Nous trouvons un superbe petit mouillage forain, un peu à l'écart des ferries qui passent toutes les 1/2 heures. Et nous voyons arriver... un bateau français! mieux que çà, Breton! en plus, immatriculé à Locmiquélic!!! mais Frédérique et Jean-François viennent de Kinsale!!! où Frédérique travaille. Du coup, apéro puis diner-partage à leur bord. 

       Et mardi nous partons à Mariehamn, pensant avoir épuisé notre lot de rencontres-surprises. Et bien non, il y a encore plus beau. En nous promenant à vélo dans la ville à la recherche d'une carte pour internet, je me fais interpeller par un jeune dans la rue: c'est Paul!!! notre équipier qui a participé à la remontée de Cybèle depuis l'Espagne, et qui passait par là avec le Rara Avis, un des bateaux du Père Jaouen!

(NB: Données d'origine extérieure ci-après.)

PR #340, opened 2025-01-28
Editor UI: Find fields by available binding types

brookewp:
In the DataViews component, `mediaField` provides an option to set an image for the row styled to fit the various layout types. It's [a property of view](https://github.com/WordPress/gutenberg/tree/trunk/packages/dataviews#view-object).

For example, in a grid: 
Screenshot 2025-01-28 at 1 49 34 PM

If we don't use it for an image, we'd have to implement the styling for each layout view as it's just treated as any other field/column in the table: 
Screenshot 2025-01-28 at 1 51 19 PM

When we do this, we have to exclude the fields (`titleField` is another like this) when they are defined or we'll end up with a duplicate field (not sure why this would be a desired feature so might be good to ask about).

https://github.com/Automattic/remote-data-blocks/blob/45152873496e2d512664cfbeaecee8c869ec5fe9/src/blocks/remote-data-container/components/item-list/ItemList.tsx#L117

Prior to this PR, we were finding the image by checking for fields with a property of 'image' or 'url', which isn't ideal. Instead, we can use the `type` from the schema. So if the type has been defined as `image_url`, we can display it properly.


ingeniumed (approved):
Tested this out and it works as expected. It solves the problem where sometime the image would be marked as hidden or there'd be a duplicate column.

PR #341, opened 2025-01-29
Update SFCC datasource 

ingeniumed:
### Description

This PR is meant to:

- Update the SFCC data source docs to add some steps in setting it up
- Add a 401 error code check when the client creds are wrong, so the plugin handles it gracefully
- Show the `no results` page upon hitting up the `choose` option and opening the search page. For SFCC this previously showed a spinning logo and that was because the results were set to 0. Ideally, if a call isn't done then the results shouldn't be set and if it's done and the result is empty then it should be treated as such. For SFCC, since no product ID is provided upon startup the search query is coming back empty as expected. Once a search is done, then something would be returned.

Screenshot of what the search page looks like when it's first opened now:

Screenshot 2025-01-30 at 9 09 28 am


docs/tutorials/salesforce-commerce.md
```diff
@@ -10,6 +10,9 @@ This tutorial will walk you through connecting a [Salesforce Commerce B2C](https
 2. Click on the "Connect new" button.
 3. Choose "Salesforce Commerce B2C" from the dropdown menu as the data source type.
 4. Name the data source. This name is only used for display purposes.
+5. Provide the merchant short code. This is the region-specific merchant identifier.
+6. Provide the organization ID. This is the organization idenitifer.
```
alecgeatches:
```suggestion
6. Provide the organization ID.
```

docs/tutorials/salesforce-commerce.md
```diff
@@ -10,6 +10,9 @@ This tutorial will walk you through connecting a [Salesforce Commerce B2C](https
...
+7. Provide the client ID and the client Secret. Ensure these are correct or else authentication will fail.
```
alecgeatches:
```suggestion
7. Provide the client ID and the client secret. Ensure these are correct or else authentication will fail.
```

alecgeatches (approved):
Tiny couple of docs suggestions. Looks good, tested locally and happy to see product images and improved empty UI. Thank you!

PR #346, opened 2025-01-30
Register pattern only with a valid script handle

cbravobernal:
## Issue

Not having an editor script handle is causing a WSOD (white screen of death) when trying to log in `/wp-admin`.

Screenshot:

Screenshot 2025-01-30 at 12 34 28

## Fix:

Add a default string as a default to prevent this error.

### DIFF
--- a/inc/Editor/BlockManagement/BlockRegistration.php
+++ b/inc/Editor/BlockManagement/BlockRegistration.php
@@ -101,12 +101,17 @@ class BlockRegistration {
 
 		$block_type = register_block_type( $block_path, $block_options );
 
-		$script_handle = $block_type->editor_script_handles[0];
+		$script_handle = $block_type->editor_script_handles[0] ?? '';
 
-		// Register a default pattern that simply displays the available data.
-		$default_pattern_name = BlockPatterns::register_default_block_pattern( $block_name, $config['title'], $config['queries'][ ConfigRegistry::DISPLAY_QUERY_KEY ] );
-		$block_config['patterns']['default'] = $default_pattern_name;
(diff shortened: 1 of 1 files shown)


cbravobernal:
A npm run build fixes it 😅 , but still, is good not to crash the admin if someone forgets to.

chriszarate:
Thanks @cbravobernal!

When setting up a local development environment from the GitHub repo (instead of a directly using a [packaged release](https://github.com/Automattic/remote-data-blocks/releases)), you need to use `npm run dev` to start the local WP environment and build the required assets:

https://github.com/Automattic/remote-data-blocks/blob/trunk/docs/local-development.md

We can do a better job of detecting at runtime if this step was missed and point the user to helpful documentation. I'll merge this PR and follow up with a detection strategy. Thanks for raising this!

chriszarate (approved):

cbravobernal:
> Thanks @cbravobernal[](https://profiles.wordpress.org/cbravobernal)!
> 
> When setting up a local development environment from the GitHub repo (instead of a directly using a [packaged release](https://github.com/Automattic/remote-data-blocks/releases)), you need to use `npm run dev` to start the local WP environment and build the required assets:
> 
> https://github.com/Automattic/remote-data-blocks/blob/trunk/docs/local-development.md
> 
> We can do a better job of detecting at runtime if this step was missed and point the user to helpful documentation. I'll merge this PR and follow up with a detection strategy. Thanks for raising this!

I just saw it!
I checked that the repo was using `wp-env`, and I used the global package I have installed instead of `npm run dev` 😅

PR #347, opened 2025-02-03
Add live playground links using woocommerce as inspiration

ingeniumed:
### Description

This will add the ability to have a test playground link on every PR. This replicates what works for Woo.

### Testing

Hit the playground link in the comment and ensure that it works.


.github/workflows/scripts/generate-playground-blueprint.js
```diff
@@ -0,0 +1,110 @@
...
+		preferredVersions: {
+			php: '8.2',
+			wp: 'latest',
+		},
+
+		steps: [
+			{
+				step: 'setSiteOptions',
+				options: {
+					blogname: 'Remote Data Blocks (PR)',
```
stoph: Could we add the PR # reference to the site name so it's easy to reference while you're using it?

ingeniumed: Def can. My intention was to first get it working using the Woo code as a starting point and then start improving it with things like what you suggested, and also dropping the number of artifacts made to just 1 (PR instead of runner id using in the naming)

.github/workflows/pr-build-live-branch.yml
```diff
@@ -0,0 +1,85 @@
...
+          unzip "$GITHUB_WORKSPACE/zips/remote-data-blocks.zip" -d "$GITHUB_WORKSPACE/unzips/remote-data-blocks"
+          echo "Unzipped zip file..."
+
+      - name: Create playground artifact
+        id: create-playground-artifact-step
+        uses: actions/upload-artifact@v4
+        with:
+          name: remote-data-blocks-${{ github.event.pull_request.number }}
+          path: unzips/remote-data-blocks
+          retention-days: 2
```
maxschmeling: Can this be longer? Maybe a week?

.github/workflows/scripts/generate-playground-blueprint.js
```diff
@@ -0,0 +1,104 @@
...
+			currentComment.body.includes( 'Test using WordPress Playground' )
+		) {
+			existingCommentId = currentComment.id;
+			break;
+		}
+	}
+
+	const defaultSchema = generateWordpressPlaygroundBlueprint( context.issue.number, artifactUrl );
+
+	const url = `https://playground.wordpress.net/#${ JSON.stringify( defaultSchema ) }`;
```
maxschmeling: Do we need to escape the stringified JSON so it doesn't break the markdown URL tag?

.github/workflows/pr-build-live-branch.yml
maxschmeling: https://docs.github.com/en/actions/administering-github-actions/usage-limits-billing-and-administration#artifact-and-log-retention-policy

It can be up to 90 days.

ingeniumed: It def can be, I wanted to start with a lower number and go from there just to avoid any cost blowouts. A week def works

.github/workflows/scripts/generate-playground-blueprint.js
ingeniumed: Yip, that is the reason. Once it's escaped, it won't be broken. I just haven't done it yet as I've been trying to fix the playground link to the zip file first.

Note: Usually, I'd keep such PRs as draft PRs but this one made sense as a non-draft PR so it could be tested properly.

ingeniumed: Edit: Think escaping cause some weird quirks with playground that has to be dug into.

PR #352, opened 2025-02-04
Update field shortcode UI

brookewp:
This replaces the field shortcode modal with dropdown menus. This is more accessible, as before we had stacking modals when selecting a new item. 

| Before  | After |
| Screenshot 2025-02-04 at 3 20 47 PM  | Screenshot 2025-02-04 at 3 26 04 PM |

https://github.com/user-attachments/assets/24d7721f-a5bb-4dfb-b8b3-3725fee36796


inc/Editor/DataBinding/FieldShortcode.php
```diff
@@ -48,10 +48,10 @@ public static function render_frontend_fields( string $content ): string {
 			} else {
 				$block = [
 					'context' => [
-						BlockBindings::$context_name => [
```
brookewp, line 51: The following fatal error occurred when adding metadata values to a page/post via field shortcodes: 

```php
Fatal error: Uncaught Error: RemoteDataBlocks\Editor\BlockManagement\ConfigStore::get_block_configuration(): Argument #1 ($block_name) must be of type string, null given, called in /var/www/html/wp-content/plugins/remote-data-blocks/inc/Editor/DataBinding/BlockBindings.php on line 111
in /var/www/html/wp-content/plugins/remote-data-blocks/inc/Editor/BlockManagement/ConfigStore.php on line 45
```

This appears to be due to the nested context: 

```php
$block_context = [
    'remote-data-blocks/remoteData' => [
        'blockName' => 'remote-data-blocks/real-estateclien...',
        'queryInput' => []
    ]
];

```

Instead of other values which have this structure: 

```php
$block_context = [
        'blockName' => 'remote-data-blocks/real-estateclien...',
        'queryInput' => []
];
```

@chriszarate — I believe you added this so just wanted to check if it was necessary for something else. Also, are we safe to add `int` as a type in `get_meta_field_value`? When I removed the nested array, I then ran into an error due to expecting a string rather than int.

Cà se termine à bord avec un petit diner sympa où Paul nous raconte ses 5 derniers mois: on l'a quitté à St Barth, il a descendu l'arc Antillais, remonté vers les Bermudes, puis les Açores, les Scilly, l'Aber Wrach, les Anglo, Amsterdam, le canal de Kiel, Gotland, jusqu'ici...
"Seules les montagnes ne se rencontrent jamais"....
Cette curieuse maison a été construite ailleurs par un architecte connu, et plus tard a été transférée au port!
      

 Et à 21 heures locales un coup de canon et une sonnerie de trompette: il faut baisser notre pavillon national, on ne plaisante pas avec çà ici.